Toprak ve yağmurun hikâyesi
İkindi vakti güneş yağmurunun, kasvetli hava da yürüyüş yaptığı anlardır. Hem yürüyüş yapar hem de içinde olanın peşine düşer.
Yol boyunca yürüdüğündendir ki , bir ağacın gölgesinde satır satır anlatmaya karar verir.
Yağmurun artık güneşi gitmiştir.
Yerini artık bulutlar almıştır, gerçek bir yağmur havası olmuştur.
Yağmur başlar çölde gezinmeye ve söze girer:
Hani derler ya ilk görüş,ilk bakış diye...
ben aciz olan,
toprağı ilk o çiçek açışından sevdim
ilk çiçeği onda gördüm diye... Her vakit onu seyrettim.
Zaman zaman toprağın, acı çektiğini, hüzünlendiğini fark ettim.

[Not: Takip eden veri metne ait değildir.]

PR #218, opened 2020-06-11
Meta: update repository files

foolip:
See https://github.com/whatwg/spec-factory for details.


annevk:
Cool, this looks like it does the right thing.

foolip:
Success: https://github.com/whatwg/encoding/runs/769616588 / https://encoding.spec.whatwg.org/

Building is pretty slow though, over 7 minutes.

annevk:
Yeah, that's expected.There's a lot of data being generated. An alternative might be that we run it locally and check the output into the repository. It currently has a mix of both approaches.

PR #221, opened 2020-06-25
Specify the usage of token queues ("streams") for I/O

andreubotella:
For a long time, token queues (formerly "streams") had been defined as simple data structures, with no reference to I/O except for a few uses of a "wait until" operation not defined anywhere and a comment on the spec's source saying that the read operation blocks on I/O.

This change introduces the concept of "blocking tokens", which are allowed to block when being read from the token queue. This makes it possible for token queues to be used as a direct spec representation of implementation-internal I/O streams, while all other operations done on token queues use immediate tokens.

This pull request depends on #215, which introduces the name "token queues" and defines the implicit conversions with strings and byte sequences.

<hr>

Although this change isn't editorial, all implementations are in fact using token queues for I/O, but I haven't checked yet if my changes conflict with the implementations.

   * …
   * …
   * …
- [ ] [Implementation bugs](https://github.com/whatwg/meta/blob/master/MAINTAINERS.md#handling-pull-requests) are filed:
   * Chrome: …
   * Firefox: …
   * Safari: …

***
<a href="https://whatpr.org/encoding/221.html" title="Last updated on Jun 25, 2020, 11:57 AM UTC (77709e0)">Preview</a> | <a href="https://whatpr.org/encoding/221/e11e447...77709e0.html" title="Last updated on Jun 25, 2020, 11:57 AM UTC (77709e0)">Diff</a>


annevk:
This seems like a good idea, but read shouldn't return the blocking token, right? It should wait and then try again, until there is a non-blocking token to return?

andreubotella:
The idea here was to make as few changes as possible to the current model, which already treats a stream with data from I/O as containing the whole content when it's created. Since the only way to tell the current length of the stream is by reading tokens until EOS, I'm treating its contents that come from I/O as spec artifacts unobservable from outside the token queue.

But perhaps this model isn't too easy to understand and it might be best to simply have one special blocking token that, when read, would prepend a token to the queue before it. That's probably far more simple and would better reflect what implementations do.

andreubotella:
After some discussion on IRC, I'm closing this PR, since there are alternatives that are far easier to understand. Additionally, it's best to not discuss this change while the new name for streams is being bikeshed in #215.

PR #227, opened 2020-09-01
Meta: cleanup visualize.py

annevk:
Not entirely sure how I stumbled upon this, but I checked if this was still relevant and it's not so I decided to patch it. It didn't seem appreciably faster or slower either, though I didn't do detailed measurements.

### DIFF
--- a/visualize.py
+++ b/visualize.py
@@ -68,7 +68,7 @@ big5_prefer_last = [
 
 def classify(code_point):
     if code_point < 0x80:
-        raise Error()
+        raise Exception()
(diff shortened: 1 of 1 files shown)


hsivonen:
Does it still work with Apple-supplied Python afterwards?

annevk:
That already broke in #210. We haven't attempted to keep Python 2 compatibility anywhere in WHATWG scripts and I don't think it's worth the effort.

hsivonen (approved):

PR #230, opened 2020-09-17
Clarify the usage the output I/O queues in the hooks

andreubotella:
An "output" parameter was added to the hooks for standards in whatwg/encoding#215, but no explanation was given as to why it was needed. This change adds that clarification.

***
<a href="https://whatpr.org/encoding/230.html" title="Last updated on Sep 21, 2020, 10:09 AM UTC (eade6ff)">Preview</a> | <a href="https://whatpr.org/encoding/230/0ca7c4e...eade6ff.html" title="Last updated on Sep 21, 2020, 10:09 AM UTC (eade6ff)">Diff</a>

### DIFF
--- a/encoding.bs
+++ b/encoding.bs
@@ -995,9 +995,16 @@ different format here, to be able to represent ranges.)
  <p>The <a>get an encoding</a> algorithm is to be used to turn a <a>label</a> into an
  <a for=/>encoding</a>.
 
- <p>Standards are to ensure that the I/O queues they pass to the <a for=/>encode</a> and
+ <p>Standards are to ensure that the input I/O queues they pass to the <a for=/>encode</a> and
  <a>UTF-8 encode</a> algorithms are effectively I/O queues of scalar values, i.e., they contain
  no <a>surrogates</a>.
+
+ <p>These hooks, with the exception of <a>BOM sniff</a>, will block until the input I/O queue has
+ been consumed in its entirety. In order to use the output tokens as they are pushed into the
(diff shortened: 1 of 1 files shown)


encoding.bs
```diff
@@ -995,9 +995,16 @@ different format here, to be able to represent ranges.)
...
  <a for=/>encoding</a>.
 
- <p>Standards are to ensure that the I/O queues they pass to the <a for=/>encode</a> and
+ <p>Standards are to ensure that the input I/O queues they pass to the <a for=/>encode</a> and
  <a>UTF-8 encode</a> algorithms are effectively I/O queues of scalar values, i.e., they contain
  no <a>surrogates</a>.
+
+ <p>These hooks, with the exception of <a>BOM sniff</a>, will block until the input I/O queue has
+ been consumed in its entirety. In order to use the output tokens as they are pushed into the
+ stream, callers are to invoke the hooks with an empty output I/O queue and read from it <a>in
```
annevk, line 1004: No newline inside `<a>`.

annevk (commented):
Thanks, looks good modulo nit. This isn't editorial per https://github.com/whatwg/meta/blob/master/COMMITTING.md. I do wonder if we should have something for these kind of changes as most folks would probably want to skip them too.

andreubotella:
In that case I've misunderstood what editorial means all along! 😅

Feel free to change the commit message when merging, then.

annevk (approved):
Thanks! I think I'd like to wait with landing until we fix building as it wouldn't end up synchronized with the server anyway.

PR #236, opened 2020-10-20
Editorial: make ISO-2022-JP encoder perform error state switch

### LINKED ISSUE #235: Encode hook not adequate
While working on https://github.com/whatwg/url/issues/557 I realized that the URL standard will have to invoke the Encoding Standard at a lower level of abstraction as it needs to deal with erroneous output (`&#...;`) differently from non-erroneous output. I.e., an error that results in `&#...;` might have to be percent-encoded, but a non-error `&#...;` sequence might not have to be.

So URL basically wants to invoke the encoder's handler directly I think. I don't really see a better abstraction as it needs to deal with errors in a very different way. I suppose we could make error handling a caller defined set of steps, but I don't really like the complexity of that.

`text/plain` form submission could in theory still use the current high-level encode hook, but I'm not sure it's worth saving just for that.

It also seems there's potentially quite a lot of other potential cleanup that would result from this (e.g., https://encoding.spec.whatwg.org/#concept-encoding-process no longer needs to handle "html").

Having "html" in the Encoding standard as well as this high-level hook was intentional as a way of limiting the amount of badness that could be introduced by consumers, but we will have to use review rather than abstractions for that instead (UTF-8 or die). It's unfortunate, but it might also make the Encoding standard a little leaner.

cc @andreubotella @hsivonen @achristensen07 @JKingweb

annevk:
This way you can invoke its handler directly without going the process algorithm as is needed to fix #235. This also avoids the need for "prepend" in the "process" algorithm.

Additionally, this commit adds two clarifying asserts to the "process" algorithm documenting what error modes can be in effect when.

***
<a href="https://whatpr.org/encoding/236.html" title="Last updated on Oct 20, 2020, 12:55 PM UTC (2c07038)">Preview</a> | <a href="https://whatpr.org/encoding/236/92569b5...2c07038.html" title="Last updated on Oct 20, 2020, 12:55 PM UTC (2c07038)">Diff</a>

### DIFF
--- a/encoding.bs
+++ b/encoding.bs
@@ -304,6 +304,12 @@ happening.
  "<code>fatal</code>".
 
  <li><p>Assert: if <var>encoderDecoderInstance</var> is an <a for=/>encoder</a> instance,
+ <var>mode</var> is not "<code>replacement</code>".
+
+ <li><p>Assert: if <var>encoderDecoderInstance</var> is a <a for=/>decoder</a> instance,
+ <var>mode</var> is not "<code>html</code>".
+
+ <li><p>Assert: if <var>encoderDecoderInstance</var> is an <a for=/>encoder</a> instance,
  <var>item</var> is not a <a>surrogate</a>.
 
  <li><p>Let <var>result</var> be the result of running <var>encoderDecoderInstance</var>'s
@@ -340,9 +346,9 @@ happening.
    <dd><a>Push</a> U+FFFD to <var>output</var>.
 
    <dt>"<code>html</code>"
-   <dd><a>Prepend</a> U+0026, U+0023, followed by the
-   shortest sequence of <a>ASCII digits</a> representing <var>result</var>'s
-   <a>code point</a> in base ten, followed by U+003B to <var>input</var>.
+   <dd><a>Push</a> the result of <a>UTF-8 encoding</a> U+0026 (&amp;), U+0023 (#), followed by the
+   shortest sequence of <a>ASCII digits</a> representing <var>result</var>'s <a>code point</a> in
+   base ten, followed by U+003B (;) to <var>output</var>.
    <!-- &# ... ; -->
 
    <dt>"<code>fatal</code>"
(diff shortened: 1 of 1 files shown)


encoding.bs
```diff
@@ -340,9 +346,9 @@ happening.
    <dd><a>Push</a> U+FFFD to <var>output</var>.
 
    <dt>"<code>html</code>"
-   <dd><a>Prepend</a> U+0026, U+0023, followed by the
-   shortest sequence of <a>ASCII digits</a> representing <var>result</var>'s
-   <a>code point</a> in base ten, followed by U+003B to <var>input</var>.
+   <dd><a>Push</a> the result of <a>UTF-8 encoding</a> U+0026 (&amp;), U+0023 (#), followed by the
```
hsivonen, line 349: I suggest saying "0x26 (& encoded as UTF-8), 0x23 (# encoded as UTF-8)" and then "0x3B (; encoded as UTF-8)" to remove a layer of indirection.

hsivonen (changes requested):

encoding.bs
annevk: The problem is that we don't have a definition of https://infra.spec.whatwg.org/#ascii-digit that's byte-oriented. I could inline one, "the shortest sequence of 0x30 (0) to 0x39 (9), inclusive, representing ... in base ten?" if that's preferable. I guess this is also a good moment to start using https://infra.spec.whatwg.org/#code-point-value.

hsivonen: I'd prefer inlining such a definition over talking about UTF-8 encode here.

annevk: Gave that a go so you can see how it looks.

encoding.bs
```diff
@@ -2938,8 +2943,17 @@ and <var>code point</var>, runs these steps:
   <p class=note>If <var>pointer</var> is non-null, it is less than 8836 due to the nature of
   <a>index jis0208</a> and the <a>index pointer</a> operation.
 
- <li><p>If <var>pointer</var> is null, return <a>error</a> with
- <var>code point</var>.
+ <li>
+  <p>If <var>pointer</var> is null, then:
+
+  <ol>
+   <li><p>If <a>ISO-2022-JP encoder state</a> is <a lt="ISO-2022-JP encoder jis0208">jis0208</a>,
```
andreubotella, line 2950: Shouldn't this be

```suggestion
   <li><p>If <a>ISO-2022-JP encoder state</a> is not <a lt="ISO-2022-JP encoder ASCII">ASCII</a>,
```

annevk: We don't do a state switch earlier when it's an error and Roman and I don't see why we should here. I should probably write some tests to ensure implementations do the right thing though.

hsivonen: Please document (for non-browser users of the spec) that callers of the abstraction are responsible for emitting a replacement byte sequence that only uses the bytes that have the ASCII interpretation in the Roman state of ISO-2022-JP.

Toprak kuruyor ve parçalara ayrılıyordu. Çiçekler solar solar ve ölürlerdi.
İlk yok oluşu ben orda gördüm.
İlk orda hissettim acıyı, ilk orda kanadı yüreğim...
Ağlamaya başladım, ben gözyaşı döktükçe , toprak bana tebessümle selam verdi.
Toprağın çiçekleri hayat buldu, toprak bir kez daha yüreğimde filizlendi.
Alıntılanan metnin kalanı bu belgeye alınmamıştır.